Please set down each line of the material exactly.
■ ■ ■ ■ ■ ■ ■
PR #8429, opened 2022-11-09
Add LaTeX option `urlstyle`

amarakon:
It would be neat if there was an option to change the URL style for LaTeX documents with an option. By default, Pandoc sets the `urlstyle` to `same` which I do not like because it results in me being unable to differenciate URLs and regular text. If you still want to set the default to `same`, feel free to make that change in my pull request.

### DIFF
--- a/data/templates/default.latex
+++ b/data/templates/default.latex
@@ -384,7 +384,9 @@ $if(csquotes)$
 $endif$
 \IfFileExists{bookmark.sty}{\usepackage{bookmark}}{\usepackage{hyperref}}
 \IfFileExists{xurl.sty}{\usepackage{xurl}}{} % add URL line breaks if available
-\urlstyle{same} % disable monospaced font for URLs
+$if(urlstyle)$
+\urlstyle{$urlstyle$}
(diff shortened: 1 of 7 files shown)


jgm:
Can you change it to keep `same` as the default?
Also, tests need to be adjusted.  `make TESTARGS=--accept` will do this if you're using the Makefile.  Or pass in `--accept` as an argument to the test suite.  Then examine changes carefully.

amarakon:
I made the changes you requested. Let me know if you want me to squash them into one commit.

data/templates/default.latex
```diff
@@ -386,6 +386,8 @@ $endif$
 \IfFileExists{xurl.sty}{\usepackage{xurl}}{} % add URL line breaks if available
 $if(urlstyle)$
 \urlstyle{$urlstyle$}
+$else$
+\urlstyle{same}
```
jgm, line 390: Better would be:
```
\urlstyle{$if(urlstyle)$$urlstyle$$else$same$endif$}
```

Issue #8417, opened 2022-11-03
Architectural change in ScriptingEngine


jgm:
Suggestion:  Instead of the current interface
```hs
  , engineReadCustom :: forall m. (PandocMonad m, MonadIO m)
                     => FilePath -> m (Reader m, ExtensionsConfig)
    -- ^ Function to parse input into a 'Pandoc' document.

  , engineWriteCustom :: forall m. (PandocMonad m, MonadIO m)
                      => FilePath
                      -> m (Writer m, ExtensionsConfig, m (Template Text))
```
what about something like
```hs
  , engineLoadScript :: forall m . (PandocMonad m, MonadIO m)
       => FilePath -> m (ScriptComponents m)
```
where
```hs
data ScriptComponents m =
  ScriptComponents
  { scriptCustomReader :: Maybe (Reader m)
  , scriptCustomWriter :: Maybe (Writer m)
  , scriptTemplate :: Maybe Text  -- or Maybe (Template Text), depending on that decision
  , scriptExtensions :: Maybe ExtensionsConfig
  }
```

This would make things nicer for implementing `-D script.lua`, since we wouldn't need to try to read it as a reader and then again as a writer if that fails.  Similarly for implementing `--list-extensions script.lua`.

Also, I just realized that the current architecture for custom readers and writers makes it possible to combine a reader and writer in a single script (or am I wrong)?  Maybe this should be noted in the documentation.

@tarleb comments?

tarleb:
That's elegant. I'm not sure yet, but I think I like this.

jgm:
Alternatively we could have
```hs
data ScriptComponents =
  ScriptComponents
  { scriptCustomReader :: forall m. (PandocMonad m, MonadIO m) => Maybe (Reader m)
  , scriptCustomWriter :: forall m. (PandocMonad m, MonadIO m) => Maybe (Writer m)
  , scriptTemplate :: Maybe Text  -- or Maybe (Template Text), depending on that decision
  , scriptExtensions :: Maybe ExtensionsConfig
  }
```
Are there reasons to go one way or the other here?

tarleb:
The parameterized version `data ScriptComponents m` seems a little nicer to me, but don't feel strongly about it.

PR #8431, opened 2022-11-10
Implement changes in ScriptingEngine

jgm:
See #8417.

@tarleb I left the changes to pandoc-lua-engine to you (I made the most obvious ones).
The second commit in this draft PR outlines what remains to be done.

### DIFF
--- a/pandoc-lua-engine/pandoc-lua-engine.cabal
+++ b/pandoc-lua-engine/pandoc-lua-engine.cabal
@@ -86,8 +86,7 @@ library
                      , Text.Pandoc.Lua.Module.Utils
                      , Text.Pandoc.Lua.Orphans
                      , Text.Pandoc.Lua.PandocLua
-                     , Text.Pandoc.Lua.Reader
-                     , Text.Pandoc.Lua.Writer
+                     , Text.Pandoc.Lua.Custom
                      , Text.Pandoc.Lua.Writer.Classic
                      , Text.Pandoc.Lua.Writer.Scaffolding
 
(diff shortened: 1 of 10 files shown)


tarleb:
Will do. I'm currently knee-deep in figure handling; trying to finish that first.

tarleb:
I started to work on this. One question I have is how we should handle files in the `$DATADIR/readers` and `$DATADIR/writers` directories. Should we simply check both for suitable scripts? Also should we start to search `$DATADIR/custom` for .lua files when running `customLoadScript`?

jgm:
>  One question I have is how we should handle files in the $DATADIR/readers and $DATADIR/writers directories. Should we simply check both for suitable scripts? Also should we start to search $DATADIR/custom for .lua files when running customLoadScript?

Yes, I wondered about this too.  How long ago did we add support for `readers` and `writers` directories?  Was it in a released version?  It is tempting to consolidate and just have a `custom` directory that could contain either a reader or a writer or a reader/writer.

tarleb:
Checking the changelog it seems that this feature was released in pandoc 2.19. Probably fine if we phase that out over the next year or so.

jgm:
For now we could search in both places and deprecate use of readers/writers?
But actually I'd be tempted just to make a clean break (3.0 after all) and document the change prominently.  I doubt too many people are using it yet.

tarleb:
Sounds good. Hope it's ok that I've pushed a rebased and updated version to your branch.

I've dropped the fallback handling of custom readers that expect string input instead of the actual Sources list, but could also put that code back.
■ ■ ■ ■ ■ ■ ■
Task output ->
PR #8429, opened 2022-11-09
Add LaTeX option `urlstyle`

amarakon:
It would be neat if there was an option to change the URL style for LaTeX documents with an option. By default, Pandoc sets the `urlstyle` to `same` which I do not like because it results in me being unable to differenciate URLs and regular text. If you still want to set the default to `same`, feel free to make that change in my pull request.

### DIFF
--- a/data/templates/default.latex
+++ b/data/templates/default.latex
@@ -384,7 +384,9 @@ $if(csquotes)$
 $endif$
 \IfFileExists{bookmark.sty}{\usepackage{bookmark}}{\usepackage{hyperref}}
 \IfFileExists{xurl.sty}{\usepackage{xurl}}{} % add URL line breaks if available
-\urlstyle{same} % disable monospaced font for URLs
+$if(urlstyle)$
+\urlstyle{$urlstyle$}
(diff shortened: 1 of 7 files shown)


jgm:
Can you change it to keep `same` as the default?
Also, tests need to be adjusted.  `make TESTARGS=--accept` will do this if you're using the Makefile.  Or pass in `--accept` as an argument to the test suite.  Then examine changes carefully.

amarakon:
I made the changes you requested. Let me know if you want me to squash them into one commit.

data/templates/default.latex
```diff
@@ -386,6 +386,8 @@ $endif$
 \IfFileExists{xurl.sty}{\usepackage{xurl}}{} % add URL line breaks if available
 $if(urlstyle)$
 \urlstyle{$urlstyle$}
+$else$
+\urlstyle{same}
```
jgm, line 390: Better would be:
```
\urlstyle{$if(urlstyle)$$urlstyle$$else$same$endif$}
```

Issue #8417, opened 2022-11-03
Architectural change in ScriptingEngine


jgm:
Suggestion:  Instead of the current interface
```hs
  , engineReadCustom :: forall m. (PandocMonad m, MonadIO m)
                     => FilePath -> m (Reader m, ExtensionsConfig)
    -- ^ Function to parse input into a 'Pandoc' document.

  , engineWriteCustom :: forall m. (PandocMonad m, MonadIO m)
                      => FilePath
                      -> m (Writer m, ExtensionsConfig, m (Template Text))
```
what about something like
```hs
  , engineLoadScript :: forall m . (PandocMonad m, MonadIO m)
       => FilePath -> m (ScriptComponents m)
```
where
```hs
data ScriptComponents m =
  ScriptComponents
  { scriptCustomReader :: Maybe (Reader m)
  , scriptCustomWriter :: Maybe (Writer m)
  , scriptTemplate :: Maybe Text  -- or Maybe (Template Text), depending on that decision
  , scriptExtensions :: Maybe ExtensionsConfig
  }
```

This would make things nicer for implementing `-D script.lua`, since we wouldn't need to try to read it as a reader and then again as a writer if that fails.  Similarly for implementing `--list-extensions script.lua`.

Also, I just realized that the current architecture for custom readers and writers makes it possible to combine a reader and writer in a single script (or am I wrong)?  Maybe this should be noted in the documentation.

@tarleb comments?

tarleb:
That's elegant. I'm not sure yet, but I think I like this.

jgm:
Alternatively we could have
```hs
data ScriptComponents =
  ScriptComponents
  { scriptCustomReader :: forall m. (PandocMonad m, MonadIO m) => Maybe (Reader m)
  , scriptCustomWriter :: forall m. (PandocMonad m, MonadIO m) => Maybe (Writer m)
  , scriptTemplate :: Maybe Text  -- or Maybe (Template Text), depending on that decision
  , scriptExtensions :: Maybe ExtensionsConfig
  }
```
Are there reasons to go one way or the other here?

tarleb:
The parameterized version `data ScriptComponents m` seems a little nicer to me, but don't feel strongly about it.

PR #8431, opened 2022-11-10
Implement changes in ScriptingEngine

jgm:
See #8417.

@tarleb I left the changes to pandoc-lua-engine to you (I made the most obvious ones).
The second commit in this draft PR outlines what remains to be done.

### DIFF
--- a/pandoc-lua-engine/pandoc-lua-engine.cabal
+++ b/pandoc-lua-engine/pandoc-lua-engine.cabal
@@ -86,8 +86,7 @@ library
                      , Text.Pandoc.Lua.Module.Utils
                      , Text.Pandoc.Lua.Orphans
                      , Text.Pandoc.Lua.PandocLua
-                     , Text.Pandoc.Lua.Reader
-                     , Text.Pandoc.Lua.Writer
+                     , Text.Pandoc.Lua.Custom
                      , Text.Pandoc.Lua.Writer.Classic
                      , Text.Pandoc.Lua.Writer.Scaffolding
 
(diff shortened: 1 of 10 files shown)


tarleb:
Will do. I'm currently knee-deep in figure handling; trying to finish that first.

tarleb:
I started to work on this. One question I have is how we should handle files in the `$DATADIR/readers` and `$DATADIR/writers` directories. Should we simply check both for suitable scripts? Also should we start to search `$DATADIR/custom` for .lua files when running `customLoadScript`?

jgm:
>  One question I have is how we should handle files in the $DATADIR/readers and $DATADIR/writers directories. Should we simply check both for suitable scripts? Also should we start to search $DATADIR/custom for .lua files when running customLoadScript?

Yes, I wondered about this too.  How long ago did we add support for `readers` and `writers` directories?  Was it in a released version?  It is tempting to consolidate and just have a `custom` directory that could contain either a reader or a writer or a reader/writer.

tarleb:
Checking the changelog it seems that this feature was released in pandoc 2.19. Probably fine if we phase that out over the next year or so.

jgm:
For now we could search in both places and deprecate use of readers/writers?
But actually I'd be tempted just to make a clean break (3.0 after all) and document the change prominently.  I doubt too many people are using it yet.

tarleb:
Sounds good. Hope it's ok that I've pushed a rebased and updated version to your branch.

I've dropped the fallback handling of custom readers that expect string input instead of the actual Sources list, but could also put that code back.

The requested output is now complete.